The line containing "Closes #442." marks the end: quote every line from the start of the records below through it, word for word.

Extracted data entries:
------------------------------------------------------------

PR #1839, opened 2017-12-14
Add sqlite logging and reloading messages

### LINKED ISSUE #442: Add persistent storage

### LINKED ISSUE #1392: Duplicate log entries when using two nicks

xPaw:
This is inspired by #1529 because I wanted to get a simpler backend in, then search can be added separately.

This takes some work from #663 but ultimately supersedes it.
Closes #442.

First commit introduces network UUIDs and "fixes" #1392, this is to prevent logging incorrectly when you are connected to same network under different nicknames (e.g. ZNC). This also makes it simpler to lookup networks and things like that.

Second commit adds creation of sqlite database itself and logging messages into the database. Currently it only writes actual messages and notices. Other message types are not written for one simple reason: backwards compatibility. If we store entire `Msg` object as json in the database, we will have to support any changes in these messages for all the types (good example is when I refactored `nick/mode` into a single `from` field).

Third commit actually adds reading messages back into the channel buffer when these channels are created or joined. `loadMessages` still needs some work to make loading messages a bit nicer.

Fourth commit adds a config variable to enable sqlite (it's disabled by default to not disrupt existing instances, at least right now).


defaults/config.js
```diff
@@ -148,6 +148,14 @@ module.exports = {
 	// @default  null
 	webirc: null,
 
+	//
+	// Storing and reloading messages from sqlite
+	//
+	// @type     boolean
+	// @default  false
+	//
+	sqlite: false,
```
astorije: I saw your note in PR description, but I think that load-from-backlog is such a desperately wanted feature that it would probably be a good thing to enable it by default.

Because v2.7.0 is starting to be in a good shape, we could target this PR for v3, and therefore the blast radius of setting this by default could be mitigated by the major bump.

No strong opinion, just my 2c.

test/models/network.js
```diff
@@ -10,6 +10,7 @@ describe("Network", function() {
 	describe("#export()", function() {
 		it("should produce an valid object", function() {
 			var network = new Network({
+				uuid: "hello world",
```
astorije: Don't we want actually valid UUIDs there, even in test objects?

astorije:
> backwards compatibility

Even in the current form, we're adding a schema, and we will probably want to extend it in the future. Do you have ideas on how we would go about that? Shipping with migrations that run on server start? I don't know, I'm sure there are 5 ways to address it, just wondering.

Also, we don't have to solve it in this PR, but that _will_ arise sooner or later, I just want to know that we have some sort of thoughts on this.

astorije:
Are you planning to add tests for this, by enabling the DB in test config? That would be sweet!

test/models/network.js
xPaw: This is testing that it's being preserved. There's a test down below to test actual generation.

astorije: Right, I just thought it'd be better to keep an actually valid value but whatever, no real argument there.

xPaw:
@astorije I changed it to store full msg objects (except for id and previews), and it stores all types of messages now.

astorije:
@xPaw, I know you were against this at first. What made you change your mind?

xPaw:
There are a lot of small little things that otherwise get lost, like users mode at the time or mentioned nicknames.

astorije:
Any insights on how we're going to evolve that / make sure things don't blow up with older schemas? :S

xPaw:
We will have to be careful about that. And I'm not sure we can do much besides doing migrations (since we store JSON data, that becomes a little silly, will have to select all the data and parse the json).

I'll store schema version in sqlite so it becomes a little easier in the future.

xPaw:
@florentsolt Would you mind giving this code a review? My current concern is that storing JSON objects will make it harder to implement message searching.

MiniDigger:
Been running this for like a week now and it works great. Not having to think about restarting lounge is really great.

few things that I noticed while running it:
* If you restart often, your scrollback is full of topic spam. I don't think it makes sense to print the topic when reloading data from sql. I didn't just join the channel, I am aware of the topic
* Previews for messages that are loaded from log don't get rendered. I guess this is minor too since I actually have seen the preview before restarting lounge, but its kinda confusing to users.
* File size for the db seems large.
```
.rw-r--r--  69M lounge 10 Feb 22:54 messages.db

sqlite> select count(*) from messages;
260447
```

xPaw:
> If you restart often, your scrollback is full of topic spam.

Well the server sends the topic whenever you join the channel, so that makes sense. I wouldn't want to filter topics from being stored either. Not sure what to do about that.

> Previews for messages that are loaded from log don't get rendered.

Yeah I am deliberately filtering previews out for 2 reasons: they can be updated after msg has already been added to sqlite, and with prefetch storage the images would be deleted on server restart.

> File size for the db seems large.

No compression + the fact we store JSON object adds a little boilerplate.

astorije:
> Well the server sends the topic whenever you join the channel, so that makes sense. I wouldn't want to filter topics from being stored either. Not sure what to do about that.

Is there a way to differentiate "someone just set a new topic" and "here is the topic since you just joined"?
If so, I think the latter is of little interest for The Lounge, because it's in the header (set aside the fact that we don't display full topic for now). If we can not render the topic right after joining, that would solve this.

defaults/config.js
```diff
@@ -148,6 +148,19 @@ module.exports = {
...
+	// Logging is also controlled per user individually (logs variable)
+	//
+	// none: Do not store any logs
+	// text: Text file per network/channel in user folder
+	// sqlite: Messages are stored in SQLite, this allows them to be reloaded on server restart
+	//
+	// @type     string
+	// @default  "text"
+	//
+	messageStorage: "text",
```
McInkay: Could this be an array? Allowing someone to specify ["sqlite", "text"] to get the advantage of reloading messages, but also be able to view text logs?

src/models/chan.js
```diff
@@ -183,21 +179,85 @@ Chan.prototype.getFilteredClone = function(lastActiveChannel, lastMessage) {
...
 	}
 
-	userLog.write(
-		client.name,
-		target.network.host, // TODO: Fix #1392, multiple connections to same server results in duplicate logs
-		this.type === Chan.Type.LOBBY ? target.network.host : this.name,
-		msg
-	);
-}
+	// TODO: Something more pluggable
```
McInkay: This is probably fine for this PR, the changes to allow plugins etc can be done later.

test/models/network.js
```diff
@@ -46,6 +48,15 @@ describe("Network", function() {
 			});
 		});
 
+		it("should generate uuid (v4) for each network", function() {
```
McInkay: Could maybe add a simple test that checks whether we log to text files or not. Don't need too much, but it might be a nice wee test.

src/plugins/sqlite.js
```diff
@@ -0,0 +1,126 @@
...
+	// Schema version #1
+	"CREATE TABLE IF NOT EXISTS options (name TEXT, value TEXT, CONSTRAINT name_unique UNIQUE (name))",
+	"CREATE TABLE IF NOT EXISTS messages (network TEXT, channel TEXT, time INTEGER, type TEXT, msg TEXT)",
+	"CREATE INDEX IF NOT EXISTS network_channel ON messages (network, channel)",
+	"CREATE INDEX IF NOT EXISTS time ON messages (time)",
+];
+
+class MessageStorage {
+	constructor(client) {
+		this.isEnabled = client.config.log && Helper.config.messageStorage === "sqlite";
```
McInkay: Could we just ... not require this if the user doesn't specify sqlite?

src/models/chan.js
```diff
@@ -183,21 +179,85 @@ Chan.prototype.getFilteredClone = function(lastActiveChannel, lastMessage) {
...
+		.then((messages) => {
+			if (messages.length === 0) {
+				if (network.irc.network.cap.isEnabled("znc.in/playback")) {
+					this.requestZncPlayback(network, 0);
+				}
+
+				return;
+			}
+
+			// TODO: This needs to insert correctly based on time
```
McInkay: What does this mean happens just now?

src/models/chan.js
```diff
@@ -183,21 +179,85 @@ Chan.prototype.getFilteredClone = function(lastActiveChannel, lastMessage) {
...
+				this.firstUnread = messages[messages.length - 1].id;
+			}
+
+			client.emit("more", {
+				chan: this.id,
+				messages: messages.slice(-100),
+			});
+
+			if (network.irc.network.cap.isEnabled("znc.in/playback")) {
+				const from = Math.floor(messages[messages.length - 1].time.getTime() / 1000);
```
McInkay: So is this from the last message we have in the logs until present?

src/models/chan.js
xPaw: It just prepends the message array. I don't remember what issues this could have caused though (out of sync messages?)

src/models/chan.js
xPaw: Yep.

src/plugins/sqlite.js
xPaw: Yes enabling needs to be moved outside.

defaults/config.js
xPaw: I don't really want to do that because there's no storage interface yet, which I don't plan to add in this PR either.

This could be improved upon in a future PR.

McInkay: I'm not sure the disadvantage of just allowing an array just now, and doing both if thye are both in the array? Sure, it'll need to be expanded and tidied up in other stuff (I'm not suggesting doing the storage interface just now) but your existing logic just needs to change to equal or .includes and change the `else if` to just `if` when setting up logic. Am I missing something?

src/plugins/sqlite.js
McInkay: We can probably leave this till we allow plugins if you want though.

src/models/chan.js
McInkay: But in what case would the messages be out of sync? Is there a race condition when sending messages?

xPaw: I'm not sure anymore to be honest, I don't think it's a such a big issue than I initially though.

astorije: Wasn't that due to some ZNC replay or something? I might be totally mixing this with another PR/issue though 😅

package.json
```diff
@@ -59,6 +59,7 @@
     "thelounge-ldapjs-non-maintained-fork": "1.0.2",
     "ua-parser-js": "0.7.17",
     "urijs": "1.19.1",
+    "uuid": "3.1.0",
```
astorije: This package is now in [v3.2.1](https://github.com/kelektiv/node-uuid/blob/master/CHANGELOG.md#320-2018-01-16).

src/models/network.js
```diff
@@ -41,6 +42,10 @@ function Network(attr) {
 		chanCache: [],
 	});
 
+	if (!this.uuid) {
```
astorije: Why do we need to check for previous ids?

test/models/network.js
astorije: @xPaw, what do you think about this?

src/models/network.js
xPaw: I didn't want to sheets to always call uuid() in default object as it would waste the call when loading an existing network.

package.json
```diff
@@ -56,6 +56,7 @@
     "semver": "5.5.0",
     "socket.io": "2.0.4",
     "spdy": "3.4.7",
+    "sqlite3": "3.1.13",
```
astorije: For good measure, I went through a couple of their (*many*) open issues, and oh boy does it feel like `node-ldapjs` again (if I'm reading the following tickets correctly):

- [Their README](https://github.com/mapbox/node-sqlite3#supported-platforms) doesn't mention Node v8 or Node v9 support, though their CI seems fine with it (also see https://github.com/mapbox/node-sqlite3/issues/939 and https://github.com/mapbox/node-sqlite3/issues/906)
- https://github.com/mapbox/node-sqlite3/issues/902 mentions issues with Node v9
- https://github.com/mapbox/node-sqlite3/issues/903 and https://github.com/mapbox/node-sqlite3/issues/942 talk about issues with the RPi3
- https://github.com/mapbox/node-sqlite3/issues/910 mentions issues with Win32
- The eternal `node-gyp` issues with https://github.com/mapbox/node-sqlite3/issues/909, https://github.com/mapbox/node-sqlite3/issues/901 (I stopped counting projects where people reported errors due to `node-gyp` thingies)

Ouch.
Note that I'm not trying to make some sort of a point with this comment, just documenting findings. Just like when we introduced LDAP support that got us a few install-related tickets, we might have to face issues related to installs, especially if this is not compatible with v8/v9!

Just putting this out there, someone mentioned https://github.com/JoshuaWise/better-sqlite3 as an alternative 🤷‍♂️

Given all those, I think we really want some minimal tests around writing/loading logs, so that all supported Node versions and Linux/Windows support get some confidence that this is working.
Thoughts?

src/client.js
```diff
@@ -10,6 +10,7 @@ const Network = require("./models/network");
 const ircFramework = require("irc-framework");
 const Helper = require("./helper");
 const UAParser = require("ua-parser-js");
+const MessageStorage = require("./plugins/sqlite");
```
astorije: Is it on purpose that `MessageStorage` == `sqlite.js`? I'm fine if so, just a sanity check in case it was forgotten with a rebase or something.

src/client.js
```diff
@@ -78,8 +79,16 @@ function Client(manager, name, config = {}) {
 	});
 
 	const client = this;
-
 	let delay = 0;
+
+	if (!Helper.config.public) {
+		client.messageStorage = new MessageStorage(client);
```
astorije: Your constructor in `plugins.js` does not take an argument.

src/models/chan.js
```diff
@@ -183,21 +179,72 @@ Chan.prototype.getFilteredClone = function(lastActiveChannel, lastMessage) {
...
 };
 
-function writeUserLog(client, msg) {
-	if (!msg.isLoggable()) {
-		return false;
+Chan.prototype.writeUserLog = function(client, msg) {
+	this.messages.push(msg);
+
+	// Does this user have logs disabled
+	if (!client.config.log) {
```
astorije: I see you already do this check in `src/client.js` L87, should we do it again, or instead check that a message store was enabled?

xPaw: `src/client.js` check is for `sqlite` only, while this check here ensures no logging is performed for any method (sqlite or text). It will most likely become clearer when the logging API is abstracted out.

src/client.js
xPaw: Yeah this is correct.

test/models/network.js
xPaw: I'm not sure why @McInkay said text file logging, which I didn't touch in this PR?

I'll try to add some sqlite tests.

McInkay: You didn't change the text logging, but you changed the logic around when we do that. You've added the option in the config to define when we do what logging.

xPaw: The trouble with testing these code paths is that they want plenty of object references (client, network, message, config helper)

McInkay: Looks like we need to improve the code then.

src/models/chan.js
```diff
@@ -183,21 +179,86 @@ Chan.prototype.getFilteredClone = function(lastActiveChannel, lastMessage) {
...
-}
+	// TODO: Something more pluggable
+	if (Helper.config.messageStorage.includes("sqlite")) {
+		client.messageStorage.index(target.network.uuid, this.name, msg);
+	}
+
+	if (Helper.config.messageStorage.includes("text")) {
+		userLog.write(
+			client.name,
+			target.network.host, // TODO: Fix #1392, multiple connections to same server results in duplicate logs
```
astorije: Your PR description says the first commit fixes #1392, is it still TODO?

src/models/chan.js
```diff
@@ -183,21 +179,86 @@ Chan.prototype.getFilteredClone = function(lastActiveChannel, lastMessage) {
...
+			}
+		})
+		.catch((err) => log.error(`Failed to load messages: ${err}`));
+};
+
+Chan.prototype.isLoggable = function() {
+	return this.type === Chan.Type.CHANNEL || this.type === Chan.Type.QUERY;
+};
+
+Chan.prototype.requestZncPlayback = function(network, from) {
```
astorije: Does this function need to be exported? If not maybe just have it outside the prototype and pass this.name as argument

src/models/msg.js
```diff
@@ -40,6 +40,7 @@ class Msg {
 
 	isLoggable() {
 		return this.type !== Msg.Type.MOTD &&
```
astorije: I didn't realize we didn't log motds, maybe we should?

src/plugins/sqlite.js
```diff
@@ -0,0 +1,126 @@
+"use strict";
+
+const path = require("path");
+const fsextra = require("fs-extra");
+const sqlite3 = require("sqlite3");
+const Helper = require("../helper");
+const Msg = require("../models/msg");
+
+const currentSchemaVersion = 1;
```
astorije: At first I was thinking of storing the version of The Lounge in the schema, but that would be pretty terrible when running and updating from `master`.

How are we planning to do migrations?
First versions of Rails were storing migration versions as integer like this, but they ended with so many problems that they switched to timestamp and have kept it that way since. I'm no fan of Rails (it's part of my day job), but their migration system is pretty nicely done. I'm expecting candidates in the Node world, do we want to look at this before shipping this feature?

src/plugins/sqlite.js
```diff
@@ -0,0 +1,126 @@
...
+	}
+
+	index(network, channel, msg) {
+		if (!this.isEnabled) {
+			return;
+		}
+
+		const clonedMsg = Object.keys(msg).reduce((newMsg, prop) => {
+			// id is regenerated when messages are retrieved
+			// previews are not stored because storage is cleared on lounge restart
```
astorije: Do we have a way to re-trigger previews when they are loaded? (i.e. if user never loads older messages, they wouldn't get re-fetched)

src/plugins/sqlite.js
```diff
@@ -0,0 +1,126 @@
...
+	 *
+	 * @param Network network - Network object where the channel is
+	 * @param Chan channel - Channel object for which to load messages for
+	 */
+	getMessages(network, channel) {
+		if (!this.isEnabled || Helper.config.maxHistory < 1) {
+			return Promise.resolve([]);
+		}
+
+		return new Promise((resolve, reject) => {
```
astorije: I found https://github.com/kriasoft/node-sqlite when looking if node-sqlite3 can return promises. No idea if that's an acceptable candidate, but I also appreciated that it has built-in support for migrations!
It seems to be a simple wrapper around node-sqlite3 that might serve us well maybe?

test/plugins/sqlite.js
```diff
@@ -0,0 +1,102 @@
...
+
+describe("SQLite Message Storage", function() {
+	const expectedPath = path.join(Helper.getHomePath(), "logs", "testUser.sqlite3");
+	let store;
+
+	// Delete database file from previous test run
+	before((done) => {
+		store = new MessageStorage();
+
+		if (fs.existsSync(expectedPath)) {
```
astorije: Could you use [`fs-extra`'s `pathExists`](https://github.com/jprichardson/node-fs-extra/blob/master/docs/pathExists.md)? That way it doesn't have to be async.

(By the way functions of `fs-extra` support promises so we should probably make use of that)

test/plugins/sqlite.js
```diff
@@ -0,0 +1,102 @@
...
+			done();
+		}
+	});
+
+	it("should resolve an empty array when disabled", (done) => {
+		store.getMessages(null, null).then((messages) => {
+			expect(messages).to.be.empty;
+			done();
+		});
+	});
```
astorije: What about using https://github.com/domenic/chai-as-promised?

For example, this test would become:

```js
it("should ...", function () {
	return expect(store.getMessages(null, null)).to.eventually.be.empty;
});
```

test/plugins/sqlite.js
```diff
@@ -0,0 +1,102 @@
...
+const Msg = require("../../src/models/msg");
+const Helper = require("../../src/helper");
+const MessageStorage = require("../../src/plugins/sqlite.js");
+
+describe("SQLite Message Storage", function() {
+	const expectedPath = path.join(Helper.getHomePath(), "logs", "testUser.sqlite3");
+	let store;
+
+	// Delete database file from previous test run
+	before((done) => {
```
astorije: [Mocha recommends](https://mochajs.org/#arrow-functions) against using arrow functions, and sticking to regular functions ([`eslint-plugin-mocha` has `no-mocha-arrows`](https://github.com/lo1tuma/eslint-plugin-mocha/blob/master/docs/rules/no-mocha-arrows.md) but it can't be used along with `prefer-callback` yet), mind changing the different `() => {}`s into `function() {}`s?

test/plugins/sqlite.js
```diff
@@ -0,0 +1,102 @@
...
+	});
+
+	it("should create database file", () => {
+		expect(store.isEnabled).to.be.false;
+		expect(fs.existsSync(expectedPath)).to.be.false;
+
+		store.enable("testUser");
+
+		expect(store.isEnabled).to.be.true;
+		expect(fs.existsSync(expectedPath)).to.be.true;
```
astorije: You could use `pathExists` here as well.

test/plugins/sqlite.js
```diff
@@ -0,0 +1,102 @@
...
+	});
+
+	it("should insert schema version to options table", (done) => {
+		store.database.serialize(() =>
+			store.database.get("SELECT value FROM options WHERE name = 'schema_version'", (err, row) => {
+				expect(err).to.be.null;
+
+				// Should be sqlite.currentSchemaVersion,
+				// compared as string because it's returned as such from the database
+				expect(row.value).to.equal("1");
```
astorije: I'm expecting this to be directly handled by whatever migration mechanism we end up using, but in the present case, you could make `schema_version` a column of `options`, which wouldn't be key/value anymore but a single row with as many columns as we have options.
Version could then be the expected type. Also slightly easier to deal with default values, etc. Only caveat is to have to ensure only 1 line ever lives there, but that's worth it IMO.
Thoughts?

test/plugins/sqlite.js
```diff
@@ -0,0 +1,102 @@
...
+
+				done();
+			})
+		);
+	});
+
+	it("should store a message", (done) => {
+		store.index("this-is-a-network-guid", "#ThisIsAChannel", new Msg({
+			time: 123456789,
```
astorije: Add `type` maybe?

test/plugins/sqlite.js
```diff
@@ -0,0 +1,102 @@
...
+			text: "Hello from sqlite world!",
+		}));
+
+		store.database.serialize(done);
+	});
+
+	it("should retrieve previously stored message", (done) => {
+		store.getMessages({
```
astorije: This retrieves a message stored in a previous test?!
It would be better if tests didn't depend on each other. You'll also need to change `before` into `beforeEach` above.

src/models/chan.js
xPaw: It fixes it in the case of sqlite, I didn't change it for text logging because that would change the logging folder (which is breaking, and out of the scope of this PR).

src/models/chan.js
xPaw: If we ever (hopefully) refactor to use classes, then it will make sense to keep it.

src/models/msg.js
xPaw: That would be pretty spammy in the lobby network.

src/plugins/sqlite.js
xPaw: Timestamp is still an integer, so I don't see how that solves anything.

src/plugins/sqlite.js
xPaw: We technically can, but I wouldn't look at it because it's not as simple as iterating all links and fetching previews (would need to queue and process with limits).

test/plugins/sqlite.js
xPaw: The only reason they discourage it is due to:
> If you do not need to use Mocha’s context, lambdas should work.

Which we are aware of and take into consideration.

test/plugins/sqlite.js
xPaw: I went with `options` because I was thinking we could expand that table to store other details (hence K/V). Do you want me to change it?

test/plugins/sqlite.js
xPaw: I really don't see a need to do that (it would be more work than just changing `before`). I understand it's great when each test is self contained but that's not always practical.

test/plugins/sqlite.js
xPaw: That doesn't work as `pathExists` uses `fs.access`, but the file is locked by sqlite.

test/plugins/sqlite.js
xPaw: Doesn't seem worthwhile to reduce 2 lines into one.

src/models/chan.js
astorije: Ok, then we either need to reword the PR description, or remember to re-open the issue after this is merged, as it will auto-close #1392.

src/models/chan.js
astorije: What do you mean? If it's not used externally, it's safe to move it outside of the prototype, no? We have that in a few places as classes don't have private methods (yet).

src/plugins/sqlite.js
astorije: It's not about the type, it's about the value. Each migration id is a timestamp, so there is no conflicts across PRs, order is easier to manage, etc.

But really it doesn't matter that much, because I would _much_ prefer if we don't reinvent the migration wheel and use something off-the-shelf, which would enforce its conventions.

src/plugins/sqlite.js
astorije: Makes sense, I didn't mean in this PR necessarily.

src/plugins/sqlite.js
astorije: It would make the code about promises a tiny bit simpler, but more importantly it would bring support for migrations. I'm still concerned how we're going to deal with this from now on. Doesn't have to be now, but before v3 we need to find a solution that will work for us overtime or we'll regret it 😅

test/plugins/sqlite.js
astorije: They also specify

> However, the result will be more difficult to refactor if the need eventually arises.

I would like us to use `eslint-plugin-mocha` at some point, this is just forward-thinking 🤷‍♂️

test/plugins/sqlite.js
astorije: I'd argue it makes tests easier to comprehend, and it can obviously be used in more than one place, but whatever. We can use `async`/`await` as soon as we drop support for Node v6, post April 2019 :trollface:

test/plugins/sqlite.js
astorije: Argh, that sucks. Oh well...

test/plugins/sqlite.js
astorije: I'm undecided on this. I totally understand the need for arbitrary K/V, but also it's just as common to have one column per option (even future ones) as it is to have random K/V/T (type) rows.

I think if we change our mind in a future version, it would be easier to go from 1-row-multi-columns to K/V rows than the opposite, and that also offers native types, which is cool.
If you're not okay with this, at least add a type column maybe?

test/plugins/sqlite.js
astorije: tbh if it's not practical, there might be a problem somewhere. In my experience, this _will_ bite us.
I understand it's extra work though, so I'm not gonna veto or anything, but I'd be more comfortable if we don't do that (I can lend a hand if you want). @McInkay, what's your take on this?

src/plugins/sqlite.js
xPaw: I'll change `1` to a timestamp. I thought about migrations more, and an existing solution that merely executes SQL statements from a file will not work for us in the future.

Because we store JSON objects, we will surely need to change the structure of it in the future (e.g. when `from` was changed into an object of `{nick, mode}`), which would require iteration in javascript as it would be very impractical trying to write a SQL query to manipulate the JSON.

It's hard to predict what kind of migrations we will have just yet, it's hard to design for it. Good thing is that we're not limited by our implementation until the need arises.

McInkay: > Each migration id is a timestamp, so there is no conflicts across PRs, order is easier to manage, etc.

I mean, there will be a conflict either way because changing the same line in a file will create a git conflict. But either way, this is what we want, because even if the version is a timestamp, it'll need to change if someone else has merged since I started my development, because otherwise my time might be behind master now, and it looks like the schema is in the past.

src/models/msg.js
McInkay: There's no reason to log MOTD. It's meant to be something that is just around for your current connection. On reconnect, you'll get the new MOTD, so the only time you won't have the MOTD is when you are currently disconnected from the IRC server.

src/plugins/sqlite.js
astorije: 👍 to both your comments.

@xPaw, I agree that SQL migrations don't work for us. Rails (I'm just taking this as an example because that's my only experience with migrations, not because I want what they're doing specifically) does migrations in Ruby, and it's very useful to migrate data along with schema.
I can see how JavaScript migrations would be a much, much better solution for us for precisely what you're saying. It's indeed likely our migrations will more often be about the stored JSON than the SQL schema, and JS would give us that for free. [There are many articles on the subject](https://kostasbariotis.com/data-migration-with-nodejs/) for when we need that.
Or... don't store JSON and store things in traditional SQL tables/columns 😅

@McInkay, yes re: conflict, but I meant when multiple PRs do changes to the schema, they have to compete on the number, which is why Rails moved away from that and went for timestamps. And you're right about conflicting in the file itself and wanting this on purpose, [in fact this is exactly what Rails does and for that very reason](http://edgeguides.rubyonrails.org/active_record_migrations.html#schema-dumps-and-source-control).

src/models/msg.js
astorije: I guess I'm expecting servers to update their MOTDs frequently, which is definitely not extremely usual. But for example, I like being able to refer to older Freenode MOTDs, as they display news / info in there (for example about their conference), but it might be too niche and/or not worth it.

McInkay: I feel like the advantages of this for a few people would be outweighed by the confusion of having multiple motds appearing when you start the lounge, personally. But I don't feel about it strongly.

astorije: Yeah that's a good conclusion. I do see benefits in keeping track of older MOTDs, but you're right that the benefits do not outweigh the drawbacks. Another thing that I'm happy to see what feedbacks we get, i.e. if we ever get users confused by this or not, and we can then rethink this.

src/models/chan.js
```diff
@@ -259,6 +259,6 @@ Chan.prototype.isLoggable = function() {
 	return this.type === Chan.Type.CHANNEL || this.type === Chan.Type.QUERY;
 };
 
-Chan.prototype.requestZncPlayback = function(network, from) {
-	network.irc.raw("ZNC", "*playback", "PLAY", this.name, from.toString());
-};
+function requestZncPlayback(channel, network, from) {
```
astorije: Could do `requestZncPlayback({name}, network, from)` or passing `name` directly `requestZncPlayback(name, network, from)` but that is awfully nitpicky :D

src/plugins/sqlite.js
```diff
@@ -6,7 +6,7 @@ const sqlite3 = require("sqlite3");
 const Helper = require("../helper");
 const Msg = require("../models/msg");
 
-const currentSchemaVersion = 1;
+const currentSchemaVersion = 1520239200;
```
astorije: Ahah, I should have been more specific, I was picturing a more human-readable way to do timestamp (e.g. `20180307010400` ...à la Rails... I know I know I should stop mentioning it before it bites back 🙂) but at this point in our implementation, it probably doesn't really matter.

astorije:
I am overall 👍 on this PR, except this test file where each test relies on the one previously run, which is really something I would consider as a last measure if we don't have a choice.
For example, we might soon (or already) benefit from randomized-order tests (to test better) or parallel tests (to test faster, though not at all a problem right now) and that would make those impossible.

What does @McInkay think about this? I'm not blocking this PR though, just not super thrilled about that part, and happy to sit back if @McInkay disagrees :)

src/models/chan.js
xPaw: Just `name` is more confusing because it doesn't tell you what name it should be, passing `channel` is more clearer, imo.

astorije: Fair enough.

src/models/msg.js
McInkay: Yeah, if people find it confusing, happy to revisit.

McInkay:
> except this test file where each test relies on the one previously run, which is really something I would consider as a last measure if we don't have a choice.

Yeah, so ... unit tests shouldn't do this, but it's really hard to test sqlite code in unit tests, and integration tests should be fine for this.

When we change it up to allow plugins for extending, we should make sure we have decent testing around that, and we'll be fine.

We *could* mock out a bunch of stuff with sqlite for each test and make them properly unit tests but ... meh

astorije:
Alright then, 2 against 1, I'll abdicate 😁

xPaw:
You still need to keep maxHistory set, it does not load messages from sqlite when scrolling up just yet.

------------------------------------------------------------

RESPONSE AREA:
PR #1839, opened 2017-12-14
Add sqlite logging and reloading messages

### LINKED ISSUE #442: Add persistent storage

### LINKED ISSUE #1392: Duplicate log entries when using two nicks

xPaw:
This is inspired by #1529 because I wanted to get a simpler backend in, then search can be added separately.

This takes some work from #663 but ultimately supersedes it.
Closes #442.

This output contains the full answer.